The Defensive Driver is the product that will change the way people learn to drive. It
will provide real-time monitoring of a driver through an in-depth sensor network. It will detect
and record the safe and unsafe habits of the driver, as well as inform the driver of these habits
through specialized alert generation. Defensive Driver will support in depth driving event report
generation, and allow individual driver statistics to be compared to all others stored in the
Defensive Driver client software.
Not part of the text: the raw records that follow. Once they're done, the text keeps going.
PR #19832, opened 2025-08-24
fix: ignore import failure during HMR update with esm output

faergeek:
This fixes an issue with hot module replacement when using `experiments.outputModule: true`.

To reproduce the issue:

1. Create `src/index.js` containing:

```javascript
import 'webpack/hot/signal.js'

let count = 0;
const interval = setInterval(() => {
  console.log('label 1', { count: count++ })
}, 1000);

if (import.meta.webpackHot) {
  import.meta.webpackHot.accept()
  import.meta.webpackHot.dispose(() => {
    clearInterval(interval);
  });
}
```

2. Create `webpack.config.js`:

```javascript
import { ChildProcess, fork } from 'node:child_process';
import webpack from 'webpack';

export default /** @satisfies {import('webpack').Configuration} */ ({
  devtool: 'source-map',
  target: ['node'],
  experiments: {
    outputModule: true
  },
  plugins: [
    new webpack.HotModuleReplacementPlugin(),
    /** @this {webpack.Compiler} */
    function hmrPlugin() {
      /** @type {ChildProcess} */
      let child

      this.hooks.afterEmit.tapPromise('node-hmr', async () => {
        if (child) {
          process.kill(child.pid, 'SIGUSR2');
        } else {
          child = fork('.', {
            execArgv: ['--enable-source-maps', '--inspect=9229'],
            stdio: 'inherit',
          });
        }
      });
    },
  ],
});
```

3. Start the build, which will run the build result as well:

```sh
./node_modules/.bin/webpack watch --config-node-env=development
```

4. Output is like `label 1 { count: ... }`
5. Change `'label 1'` to `'label 2'` in `src/index.js`.
6. Note an error like this:

```
[HMR] Update failed: Error [ERR_MODULE_NOT_FOUND]: Cannot find module '.../dist/main.2e437604cc341588feda.hot-update.json.mjs' imported from .../dist/main.mjs
```

7. Output is now `label 2 { count: ... }`, so it did actually apply that update.
8. Change `'label 2'` back to `'label 1'` in `src/index.js`
9. Note the output:

```
[HMR] Got signal but currently in check state.
[HMR] Need to be in idle state to start hot update.
```

11. And output continues to be `label 2 { count: ... }`. From this point on updates are not applied anymore, since it's stuck in check state.

bugfix

I couldn't figure out how to reproduce this issue in tests. I'll appreciate any help with that.

No

Nothing

### DIFF
--- a/lib/esm/ModuleChunkLoadingRuntimeModule.js
+++ b/lib/esm/ModuleChunkLoadingRuntimeModule.js
@@ -411,7 +411,7 @@ class ModuleChunkLoadingRuntimeModule extends RuntimeModule {
 								RuntimeGlobals.getUpdateManifestFilename
 							}()).then(${runtimeTemplate.basicFunction("obj", [
 								"return obj.default;"
-							])});`
+							])}, ${runtimeTemplate.basicFunction("", "")});`
 						])};`
 					])
 				: "// no HMR manifest"


alexander-akait (changes requested):
Please add a test case

alexander-akait:
you can find how to write them here - https://github.com/webpack/webpack/tree/main/test/hotCases

faergeek:
I looked at other tests and tried implementing new ones for this change.

First I've tried breaking [hotCases/esm-output/simple](https://github.com/webpack/webpack/blob/main/test/hotCases/esm-output/simple/index.js) by adding a third update (which should fail as in manual reproduction steps). It didn't work out, test didn't fail.

Then I've tried adding a test similar to [hotCases/runtime/accept](https://github.com/webpack/webpack/tree/main/test/hotCases/runtime/accept), but for ESM. It didn't work until I've adjusted `entry` and `output.library` based on `experiments.outputModule` similar to `output.filename` [here](https://github.com/webpack/webpack/blob/75d4a74e7a41db1a904d8e30536215f17e404380/test/HotTestCases.template.js#L74-L80), but then again all 3 updates have succeeded.

I'm not really sure why it doesn't fail in tests, but I'll try again a little bit later.

xiaoxiaojx:
@faergeek This test case seems a bit tricky to write. Don’t worry—let me think about it.

lib/node/RequireChunkLoadingRuntimeModule.js
```diff
@@ -223,7 +223,7 @@ class RequireChunkLoadingRuntimeModule extends RuntimeModule {
 									RuntimeGlobals.getUpdateManifestFilename
 								}());`
 							]),
-							"})['catch'](function(err) { if(err.code !== 'MODULE_NOT_FOUND') throw err; });"
```
xiaoxiaojx: Why was this line of code deleted? I think we need to keep it, and ModuleChunkLoadingRuntimeModule should adopt the same logic here.

faergeek: I deleted it temporarily hoping to see some test will fail giving me a hint how to write a new one :-) Nothing has failed sadly, I'll drop this commit.

alexander-akait:
@xiaoxiaojx feel free to send a separate PR with test cases

PR #19856, opened 2025-08-29
fix: prevent inlining modules that have `this` exports

hai-x:

When the entry module targets an ESM library, as below:

```
this.name = "foo"
```

it should not be inlined and should use `.call` to execute the module.

WIP

No

No


alexander-akait:
@hai-x let's rebase :star:

alexander-akait (approved):

PR #19859, opened 2025-08-29
feat(gha): pin and format workflows

avivkeller:
This PR formats Webpack's GitHub Actions based on best practice (i.e. if it _can_ be on a new line, put it on a new line)

Additionally, it pins _all_ actions to their specific SHA for security.

### DIFF
--- a/.github/workflows/test.yml
+++ b/.github/workflows/test.yml
@@ -227,9 +227,11 @@ jobs:
           yarn --frozen-lockfile
         if: matrix.node-version == '18.x'
 
+      # Install main version of our deps
       - run: yarn upgrade enhanced-resolve@webpack/enhanced-resolve#main loader-runner@webpack/loader-runner#main webpack-sources@webpack/webpack-sources#main watchpack@webpack/watchpack#main tapable@webpack/tapable#main
         if: matrix.use_main_branches == '1'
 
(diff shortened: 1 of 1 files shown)


.github/workflows/dependency-review.yml
```diff
@@ -9,12 +10,21 @@ jobs:
   dependency-review:
     runs-on: ubuntu-latest
     steps:
-      - name: "Checkout Repository"
-        uses: actions/checkout@v5
-      - name: "Dependency Review"
-        uses: actions/dependency-review-action@v4
+      - name: Checkout Repository
+        uses: actions/checkout@08c6903cd8c0fde910a37f88322edcfb5dd907a8 # v5.0.0
```
alexander-akait, line 14: I don't think pinning is good solution too...

avivkeller: Why not?

alexander-akait: I am not sure dependabot will update them automatically if we will pin, we need to check docs

avivkeller: > I am not sure dependabot will update them automatically if we will pin, we need to check docs

It will. Pinning is the "industry standard". Dependabot will update them just like any other action, except, it'll use exact SHAs.

PR #19861, opened 2025-08-31
fix: fix conflicts caused by multiple concatenateModules

xiaoxiaojx:
Fixes https://github.com/webpack/webpack/pull/19641#issuecomment-3204709079

Yes

No

No

### DIFF
--- a/lib/ConcatenationScope.js
+++ b/lib/ConcatenationScope.js
@@ -10,6 +10,7 @@ const {
 	NAMESPACE_OBJECT_EXPORT
 } = require("./util/concatenate");
 
+/** @typedef {import("./Chunk")} Chunk */
 /** @typedef {import("./Module")} Module */
 /** @typedef {import("./optimize/ConcatenatedModule").ConcatenatedModuleInfo} ConcatenatedModuleInfo */
 /** @typedef {import("./optimize/ConcatenatedModule").ModuleInfo} ModuleInfo */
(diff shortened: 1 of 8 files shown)


JSerFeng:
I don't know if render order of modules is stable in webpack, if modules a,b and c render order changes, the output changes.

alexander-akait (approved):

xiaoxiaojx:
@JSerFeng  We’ve confirmed that webpack doesn’t have a render order stability issue. The PR has been merged — thanks for reporting the issue and suggesting the fix.

JSerFeng:
It can be unstable, I've created a repro which contains async loaders.

The order of compilation.modules is determined by the factorize order, so if there are async loaders, the order can be unstable, even if webpack main process is single-threaded and iterate order of HashSet in JavaScript is stable.

image

JSerFeng:
The repro here, https://github.com/JSerFeng/webpack-unstable-order-repro/tree/main, you can switching comments in `loader.js` to simulate async loaders

xiaoxiaojx:
@JSerFeng Nice catch — this is an issue as well. Thanks for reporting it.

JSerFeng:
Rspack does not fix this because we render modules totally in parallel, and before render we can't get any information of modules' usedNames, it's hard to fix it nicely for us.

For webpack, it's single-threaded (for now), you can sort modules first before render

PR #19867, opened 2025-09-02
fix: keep renderModule order consistent

xiaoxiaojx:
Fixes https://github.com/webpack/webpack/pull/19861#issuecomment-3243628469

The order of Compilation.modules depends on when module.build finishes, which leads to unstable ordering and different results during render.
We could consider changing Compilation.modules to a SortableSet to make the order deterministic.

Yes

No

No

### DIFF
--- a/lib/Compilation.js
+++ b/lib/Compilation.js
@@ -64,13 +64,11 @@ const { equals: arrayEquals } = require("./util/ArrayHelpers");
 const AsyncQueue = require("./util/AsyncQueue");
 const LazySet = require("./util/LazySet");
 const { getOrInsert } = require("./util/MapHelpers");
-const SortableSet = require("./util/SortableSet");
 const WeakTupleMap = require("./util/WeakTupleMap");
 const { cachedCleverMerge } = require("./util/cleverMerge");
 const {
 	compareIds,
 	compareLocations,
-	compareModulesByIdOrIdentifier,
 	compareModulesByIdentifier,
 	compareSelect,
 	compareStringsNumeric,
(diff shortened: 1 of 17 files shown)


xiaoxiaojx:
⚠️ This may cause performance issues; this solution is pending final confirmation.

xiaoxiaojx:
@JSerFeng I think your suggestion of "sort modules first before render" is a good one. However, after internal discussions, the team is more inclined to use the approach of import { v as v_xxxx }. This is because import "as" syntax is analyzable by all bundlers（Though it’s a bit lengthy and clunky 😅）.

While this solution cannot completely avoid naming conflicts in the chunk scope, the probability of such conflicts is negligible.

```js
import { v as __WEBPACK_EXTERNAL_MODULE_externals0_v__ } from "externals0";
import { v as __WEBPACK_EXTERNAL_MODULE_externals1_v__ } from "externals1";
```

alexander-akait:
@JSerFeng In future we will think about it more deeply (maybe with some design changes), we still want to generate as small and analyzable code as possible, but we want to make a release soon, so current changes fix almost all cases

JSerFeng:
> While this solution cannot completely avoid naming conflicts in the chunk scope, the probability of such conflicts is negligible.

Yeah it's okay, previous external namespace symbol has little chance to conflicts as well. 

We've thought of this solution as well, the main reason Rspack currently not doing this is because Rspack is heading to a completely new esm output format implementation

As for three shaking, currently the original namespace importing external is also analyzable by popular bundler, I change the render of external module mainly because Rslib wants the more pretty output.

It's totally fine to fix this for now ❤️

PR #19882, opened 2025-09-06
feat: extractSourceMap supports HTTP URLs

xiaoxiaojx:
feat: extractSourceMap supports HTTP URLs

Yes

No

No


alexander-akait:
@xiaoxiaojx Looks like we should normalize sources after resolving them

lib/NormalModule.js
```diff
@@ -1023,43 +1027,76 @@ class NormalModule extends Module {
...
-							if (
-								this.extractSourceMap &&
-								(this.useSourceMap || this.useSimpleSourceMap)
-							) {
-								try {
-									const { source, sourceMap, fileDependencies } =
-										await getExtractSourceMap()(result, resourcePath, fs);
-									if (this.buildInfo && this.buildInfo.fileDependencies) {
-										this.buildInfo.fileDependencies.addAll(fileDependencies);
+				processResource: async (loaderContext, resourcePath, callback) => {
```
alexander-akait, line 1032: Maybe we should implement `processResourceAsync` in `loader-runner` in future, to migrate on async API, having `async` and `callback` is a little bit misleading, but let's postpone it and make it when we will move `loader-runner` into core

PR #19887, opened 2025-09-08
fix: don't check context timestampHash in watch mode

### LINKED ISSUE #16886: Webpack 5 LoaderContext:  `addContextDependency` causes  loader to rerun once after any change in watch mode
Our project relies heavily on custom 'heavy' loaders, and fast compilation is crucial. In watch mode, every loader that utilizes `addContextDependency` reruns one more time after any project change, leading to longer build times. Trying to find a solution to minimize the re-running of these loaders and improve watch mode performance.

# Bug report

After initial compilation in watch mode every loader that uses `addContextDependency` will rerun one more time after any change in the project.

## What is the current behavior?

Custom loaders that use `addContextDependency` will rerun only if supplied context dependencies are changed.

## If the current behavior is a bug, please provide the steps to reproduce.

Reproducible example here:  
https://github.com/modjke/webpack-5-add-context-dependency-issue
`txt-loader.js` will run twice: at startup and for the first time `index.js` is changed

## What is the expected behavior? 

Loaders with `addContextDependency` should run only once on initial compilation in watch mode.

## What have we tried?
- debugging `watchpack`, as it turns out `watchpack` reports changes correctly
- using async/sync loaders (same bug appears)
- increasing `aggregateTimeout` 
- disabling hot module reload

## Other relevant information:
webpack version:  5.76.3
Node.js version: 18.15.0
Operating System:  Mac OS (M1), Windows 11 H22, Windows 10
Additional tools: ~

hai-x:

Fixes https://github.com/webpack/webpack/issues/16886.

The `timestampHash` is only generated when `context entry` is `undefined` on `webpack` side (i.e. first compilation without time info from `watchpack`). On `watchpack` side, it only generate `{ safeTime: x }` or `{}` (without `timestampHash`) for existing `context/dir` when collecting time information. The absence of `timestampHash` will  cause the `snapshot` to be invalid.

Additionally, when files inside a directory are updated, the `safeTime` of the directory will be updated accordingly. Therefore, I believe it's safe to skip checking timestampHash in watch mode.

TODO

No

No

### DIFF
--- a/lib/Compilation.js
+++ b/lib/Compilation.js
@@ -1042,6 +1042,9 @@ BREAKING CHANGE: Asset processing hooks in Compilation has been merged into a si
 			logger: this.getLogger("webpack.FileSystemInfo"),
 			hashFunction: compiler.options.output.hashFunction
 		});
+		if (compiler.watchMode) {
+			this.fileSystemInfo._checkContextTimestampHash = false;
+		}
 		if (compiler.fileTimestamps) {
 			this.fileSystemInfo.addFileTimestamps(compiler.fileTimestamps, true);
 		}
--- a/lib/FileSystemInfo.js
+++ b/lib/FileSystemInfo.js
@@ -1248,6 +1248,7 @@ class FileSystemInfo {
 		this._cachedDeprecatedContextTimestamps = undefined;
 
 		this._warnAboutExperimentalEsmTracking = false;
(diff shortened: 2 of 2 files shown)


alexander-akait:
Fixed by claude, also we fixed types, we should catch this early, but we didn't have types for watchpack, now resolved, anyway thanks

It will be able to distinguish individual drivers through an onboard fingerprint scanner, and prevent unauthorized access that could corrupt the integrity of a
driver’s profile. This product will most importantly have the capability to be custom tailored to
individual drivers. The software will be able to take into account driver information, such as age
and any driving restrictions, and build a custom profile for each driver. This will allow the
software to, in a sense, learn the driver and reduce false positives. For example, an 89 year old
man will not have the same reaction time as a 23 year old man while driving. This feature will
allow for the maximum individual benefit of the product, and the minimization of faulty data for
each driver, as not all drivers have the same driving attributes.
The initial target customers for the Defensive Driver will be driver education programs
and insurance companies. Both of these customers are at the front line of driver development.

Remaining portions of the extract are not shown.